Mrs. Daniels was a sister of Jeff McCoy, who was a cousin of Randolph's boys. Some time after Mrs. Daniels had been beaten Bad Anse met Jeff McCoy in the road and greeted him in a friendly way. Jeff had never taken any part in the feud, and had always been well treated by both sides. Anse said he was mighty sorry about the beating Mrs. Daniels had got, and that Cap was making him a heap of trouble. But Cap was his own boy, and a father must stand by his son. There was no reason for standing by Tom Wallace, however, and if Jeff would like to get even with his ornery pictures Anse was the man to help the matter on. Jeff was profuse in his thanks, and it was agreed that Jeff should go over to Anse's house, that Tom should be invited there and given over to Jeff, who should then escort him to Pikeville jail and have him sent to the penitentiary. The plan worked well up to the meeting of Jeff and Wallace, which happened at Jonce Hatfield's home, on Grapevine Creek. Then the programme was changed. Jeff was made the prisoner of Tom Wallace, and tied with a rope to Tom Wallace's saddle and driven like a pig down Grapevine Creek to Cap Hatfield's house. It is said that Cap nearly laughed himself sick when he saw Jeff driven into his yard and learned how neatly the old man had worked on the unsophisticated mind of McCoy. When he had recovered his composure, however, he got down the repeating rifle and told Tom to drive the victim down the road until opposite the Daniels cabin. There they could kill him in sight of his sister.

Cap lived at the mouth of Grapevine Creek, on the bank of Tug River. One mile below, at the mouth of Thacker Creek, lived Shang Bill Ferrall. At Shang's house the two men, with their prisoner, stopped, in order that Cap might get a drink. Jeff saw a chance to slip the rope from the horn of Tom's saddle, and did so, and in a moment had jumped the low fence around Shang's yard and plunged headlong from an eight-foot bank into the river. He escaped to the Kentucky shore with only a flesh wound in his left arm. But once on shore he lost his head. First he sought refuge behind a bush that could scarce have sheltered a rabbit. Then he fled when that grew too hot up the bare mountain side, straight away from the enemy, when he might have run down the river and in six jumps gained a big oak and plenty of big*beech trees. He had crossed nearly half the open space, however, when a ball from Cap's gun killed him.

According to the Hatfields, Jeff had stabbed a neighbor and fled to Virginia for a harbor. Anse and Jonce agreed to take him in, but Cap opposed it. Jeff was at Jonce's house three weeks, Jonce having married Jeff's sister. Then Jeff went down to Cap's house and got into a quarrel with Tom Wallace, whom he met there, and shot Tom, inflicting a slight wound. Cap then arrested Jeff, and was taking him to a justice when he escaped.

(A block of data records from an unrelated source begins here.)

PR #1397, opened 2025-07-08
Forward the "How To Cite" to the README and the Docs

davschneller:
Forward the new "How To Cite" page to:

* the README
* the readthedocs

Also, a tiny bit of README cleanup. Furthermore, we remove the duplicate (and outdated) publication list from the readthedocs (and thus also the SeisSol repository).


davschneller:
(included into #1408 and merged via that one)

PR #1694, opened 2023-03-22
fix sidebar hrefs being wrong

czipperz:
I believe this is a copy/paste error.


dbaeumer:
The fix actually breaks the side bar expand /collapse behavior. If we remove it we need to adapt this as well: https://insiders.vscode.dev/github/microsoft/language-server-protocol/blob/86eba300d9c5401cfb0325562cf489168b4700f7/_layouts/specifications.html#L87

You can test the web site locally using ` bundle exec jekyll serve`

dbaeumer (changes requested):
See latest comment

dbaeumer:
Closing the PR due to inactivity.

PR #1698, opened 2023-03-22
Define separate base protocol

MariaSolOs:
Questions:
1. Do we want to keep the `LSP` prefix in the base types? E.g.: [`LSPAny`](https://microsoft.github.io/language-server-protocol/specifications/lsp/3.17/specification/#lspAny).
1. What should we do with the `since @3.X` annotations?
1. What other definitions regarding capabilities do we want to move over?


dbaeumer:
Great start. Here are my first thoughts:

- may be we should simply call it base protocol and not tools. I start to like that name better. 
- we should start with base protocol version 0.9 to make clear this is under development
- we should use BaseAny, .....
- we should remove the since annotations
- for client and server capabilities we should make examples in the base protocol, but we can't define any kind of capabilities. What we should add is a table with property names that new protocols will use in the capabilities and that LSP will not use these names top level anymore (e.g. for example a top level property `testing` for a testing protocol)

We would also need some good introduction why we are doing this. But that can what until we have all the parts in place.

For LSP 3.18 we should leave things how they are (naming wise) but ensure that we are structurally equal to the base definitions. In the LSP spec we say that for 3.19 or 3.20 we will move over to the base types but since the base concepts are structurally equals they can already be merged into one server.

What do you think?

dbaeumer:
BTW you know that you can compile the site locally as well using `bundle exec jekyll serve`

rchl:
I want to comment on `BaseAny`/`LSPAny`. Will the LSP spec then be changed to use `BaseAny` everywhere where it's using `LSPAny`? Because otherwise I think that when using types that were auto-generated from the spec, the type checkers might consider those incompatible which I'm not sure if would be intended.

EDIT: Maybe I've commented too fast. I guess your `For LSP 3.18 we should...` paragraph answers that.

dbaeumer:
The idea is to have something like `type LSPAny = BaseAny`. I would not remove `LSPAny` totally.

MariaSolOs:
> BTW you know that you can compile the site locally as well using `bundle exec jekyll serve`

@dbaeumer yeah, and I'm using the `--livereload --incremental` flags for seeing the changes live without recompiling or reloading the page ;)

But also, that's the reason why I added [this](https://github.com/microsoft/language-server-protocol/blob/c27ec2dce23057f66969f23c35add4f58ecd3c07/resources/notes.md?plain=1#L8). To prepare my development environment I had to install Ruby, install the dependencies in the Gemfile, and I also had to add `gem "webrick"` to the Gemfile to successfully build the project. I couldn't find anything in this repo that went over these steps.

MariaSolOs:
> For LSP 3.18 we should leave things how they are (naming wise) but ensure that we are structurally equal to the base definitions.

@dbaeumer I'm not sure I understand what you mean with this. Should I then not remove the base types from the 3.18 specs and rewrite them using their existing names?

dbaeumer:
I would leave the LSP spec for 3.18 like it is and we do the base protocol as a copy from approach. Of course for the base protocol we rename the type names from `LSP*` to `BaseProtocol*`

Does that make sense?

dbaeumer:
Great work. I looked over hit and here are some things we need to discuss to decide on how to move things forward:

- in the base protocol we should when possible not use examples from LSP. I think that will be confusing for people. If we can't come up with a non LSP case then we should make it explicit why we use it.
- we should remove all deprecated stuff from the base protocol (e..g rootPath, ...)
- since we actually send WorkspaceFolders in the intialize request we do need to add http://localhost:4000/language-server-protocol/specifications/lsp/3.18/specification/#workspace_workspaceFolders and http://localhost:4000/language-server-protocol/specifications/lsp/3.18/specification/#workspace_didChangeWorkspaceFolders to the base protocol.
- we should remove all @since tags as well.
- we need to add more around client & server capabilities in the base protocol. To avoid name clashes the base protocol needs to have a list of `official` take property names.

zezo2019 (approved):

MariaSolOs:
@dbaeumer I've replaced the LSP-specific examples by more general ones, specified the list of reserved capabilities and error codes, and merged some of the latest changes from the main branch. Let me know what you think 😄

dbaeumer (commented):
The enumeration section sill has a reference to a CompletionItemKind example. My be we should make a more generic enumeration here as well.

dbaeumer (commented):
The documentation of the initialize request has a `ClientCapabilities` type in the `InitializeParams`. I think we should define an empty `ClientCapabilities` best were we discuss that certain property names in the capabilities are taken by LSP.

dbaeumer (commented):
The initialize request returns a result, which basically contains the server capabilities. We should document this in the base protocol as well. See the response section here: https://microsoft.github.io/language-server-protocol/specifications/lsp/3.17/specification/#initialize

dbaeumer (commented):
In the register capability section I would remove the reference to TextDocumentClientCapabilities

dbaeumer (commented):
In general there are a lot of references to text documents in the register and unregister section. Since we don't have text documents in the base protocol we should think about a different example. We can also leave it quite abstract.

dbaeumer (commented):
We should also write a motivation section at the beginning explaining why we decide to specify a base protocol. I think it will make it a lot easier to understand what we want to achieve.

dbaeumer (changes requested):
See comments above.

MariaSolOs:
> The documentation of the initialize request has a `ClientCapabilities` type in the `InitializeParams`. I think we should define an empty `ClientCapabilities` best were we discuss that certain property names in the capabilities are taken by LSP.

Will do. I'll also remove the `workspaceFolders` property since we're not specifying workspace details here for now.

MariaSolOs:
> The initialize request returns a result, which basically contains the server capabilities. We should document this in the base protocol as well. See the response section here: https://microsoft.github.io/language-server-protocol/specifications/lsp/3.17/specification/#initialize

Oh, I had not noticed that I was missing the response. Good catch!

MariaSolOs:
> In general there are a lot of references to text documents in the register and unregister section. Since we don't have text documents in the base protocol we should think about a different example. We can also leave it quite abstract.

I think we should leave it open to the implementors to specify. After all, one of the nice things about dynamic registration is that they don't need to follow the structure from capabilities included in `initialize`, so I think leaving them abstract is good.

_specifications/base/0.9/specification.md
```diff
@@ -0,0 +1,904 @@
...
+## <a href="#baseProtocol" name="baseProtocol" class="anchor"> Base Protocol </a>
+
+The purpose of the base protocol is to create an abstraction of common editor extensibility patterns into its own specification, independently of the presence of a language server powering such extension. In particular, concepts such as server and client capabilities, the initialization and shutdown request, and the structure of requests and notifications, were originally part of the language server protocol, but there is nothing about them that should be exclusive to language service extensions.
+
+A motivating example is the [Build Server Protocol](https://build-server-protocol.github.io/). As its specification describes, all notifications and requests are defined using [the base definitions](#basicJsonStructures) of LSP, and messages such `InitializeBuild`, `OnBuildInitialized`, and `OnBuildExit` all match almost exactly with their LSP counterparts. By implementing the base protocol, a server can support multiple protocol specifications without having to reimplement the "common boilerplate" that all of them share.
+
+### <a href="#headerPart" name="headerPart" class="anchor"> Header Part </a>
```
dbaeumer, line 20: I like the motivation section. One clarification we should add is the following: the base protocol is experimental / preview and depending on the feedback we receive it might not be removed again.

I want to make sure that we don't have to maintain it in cases it is not adopted or used by other specific protocols.

dbaeumer (changes requested):
The comment above

dbaeumer (approved):

aeschli (approved):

The death of Jeff McCoy led to the first efforts worthy of the name to bring the Hatfields to trial for their crimes. Jeff was a nephew of Perry Cline, a leading lawyer of Pike.

Lawyer Cline set about getting rewards offered for the arrest of the murderers, not only of Jeff McCoy, but of Talbot, Farmer, and little Randolph McCoy. A hundred dollars each was the sum offered. Two of Jeff's brothers, Budd and Jake, heard that Wallace was working on the extension of the railroad along the Big Sandy, and went down there and got him. He was in Pikeville jail four weeks, and then, one night when a son of Perry Cline carried food to the prisoners, Cline being jailer, the boy was overpowered, and all hands escaped, including John C. McCoy, who was in for a stabbing not in any way connected with the feud.

The escape of Tom incited Perry Cline to further efforts, and application was made to Governor Willis Wilson, of West Virginia, for a requisition for the indicted men. Up to this time politics had had nothing to do with the feud, but it now entered in.

In the office of the Secretary of State of West Virginia, was one John B. Floyd, a nephew of the member of President Buchanan's Cabinet of that name. Floyd aspired to be his party's candidate for Governor, and to that end wished to have his county solid behind him. His home was in Logan County, and he knew the Hatfields personally. They are a most prolific race, and were powerful political workers in the mountains. Floyd heard of the application to Governor Wilson, and sent word to the Hatfields. Under his instructions, they got up a petition, saying that they were peaceful mountain farmers, who had been greatly oppressed and abused by the relatives of a Kentucky desperado, named Randolph McCoy, and praying that the Governor would not further the ends of the Kentucky villain by giving them over to be tried. The Hatfield Regulators rode up and down the creeks, and branches of half of Logan County, carrying their repeating rifles and the petition. Every man met signed the petition.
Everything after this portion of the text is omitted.